In secondo luogo, per ovvi motivi, è aumentata enormemente la pratica di tutti i mezzi di comunicazione digitali e, soprattutto, delle transazioni digitali. Va da sé che il numero di donatori on line aumenterà enormemente.
Altri fenomeni ci devono interrogare, quali: l’aumento degli attori della raccolta fondi (parlo soprattutto di enti e servizi pubblici, ma anche di gruppi informali di cittadini): sono molte, infatti le organizzazioni che si sono dovute dare da fare “obtorto collo” per riorientare le loro azioni di fundraising o, per chi non le praticava, farlo.
Ma cosa possono fare le organizzazioni per far crescere il loro fundraising, posto – dobbiamo sempre ricordarlo – che l’80% di esse è di piccola dimensione e con volume di entrate estremamente basso?
Vorrei indicare loro 6 azioni che, a mio avviso, vanno intraprese assolutamente in tempi rapidi, senza grandi investimenti (ma a patto che vengano fatte con ottimismo, fiducia e, soprattutto, passione).
- Dotarsi di una strategia per raccogliere fondi. Troppe volte ci si muove per “sentito dire” o per mera emulazione. E’ spesso il caso del crowdfunding (genere di successo durante l’emergenza) che viene adottato senza capire prima se si hanno le caratteristiche giuste per praticarlo. Occorre ripensare le scelte di fondo rispetto al mutato quadro di riferimento.
- Aumentare la comunicazione e il dialogo con il proprio “popolo”. Molte organizzazioni durante l’emergenza hanno sospeso qualunque comunicazione e, soprattutto, quella relativa al fundraising, per la paura che i propri interlocutori non avessero orecchie se non per l’emergenza. Niente di più sbagliato! Ad esempio chi ama la cultura e quindi magari è un affezionato delle attività del teatro comunale, a maggior ragione durante l’emergenza ha sentito bisogno di cultura. E invece proprio in quel momento si è sentito abbandonato dalla organizzazione. Chi invece ha mantenuto questo rapporto anche chiedendo fondi ha trovato un “popolo” molto più propenso a fare di più, a stare vicino alla organizzazione. Un maggiore dialogo (che prevede anche l’ascolto) crea maggiore fiducia e senso di appartenenza che sono presupposti fondamentali per una donazione.

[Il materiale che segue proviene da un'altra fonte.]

PR #84, opened 2021-06-02
adds global variable to turn on/off CSS/JS

### LINKED ISSUE #83: Add Global Variable so we can turn base theme CSS and JS on and off in sub-themes.
I am creating a theme setting for
- Add CSS
- Add JS

This will allow sub-themes that wish to only use the new base theme HTML to turn the CSS and JS off rather than have to overrides lots of libraries and/or load lots of CSS they do not need.

To use this now, you simply need to add the following in any template:

```
{% if localgov_base_use_css %}
  {{ attach_library('localgov_base/teaser') }}
{% endif %}
```

And follow the same approach for JS:

```
{% if localgov_base_use_js %}
  {{ attach_library('localgov_base/teaser-js') }}
{% endif %}
```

- Adeguare la propria presenza su tutti i mezzi e i canali on line garantendo modalità digitali di donazione. Fino ad oggi spesso i social network, il proprio sito, ma anche i sistemi di messaggistica, sono stati usati poco e male, come una semplice vetrina di quello che si fa. La comunicazione on line è molto diversa da una semplice newsletter o un aggiornamento del sito. Insomma occorre praticare il fundraising on line subito, prima che sia troppo tardi. Molti donatori non doneranno più se non gli si offre la donazione digitale e se non intratteniamo con loro un costante rapporto sui canali on line.
- Prepararsi alla prossima stagione del corporate fundraising. Quella attuale è stata obiettivamente occupata dall’emergenza. Ma anche le aziende hanno bisogno di legarsi a progetti di “ripresa” per la comunità e anche per se stesse. Bisogna costruire partnership per il futuro partendo da idee e proposte innovative. Ascoltando i bisogni e le attese delle aziende. Molte organizzazioni non hanno un programma di raccolta fondi da aziende. E’ arrivato il momento giusto di farlo guardando al 2021 e facendosi trovare preparati.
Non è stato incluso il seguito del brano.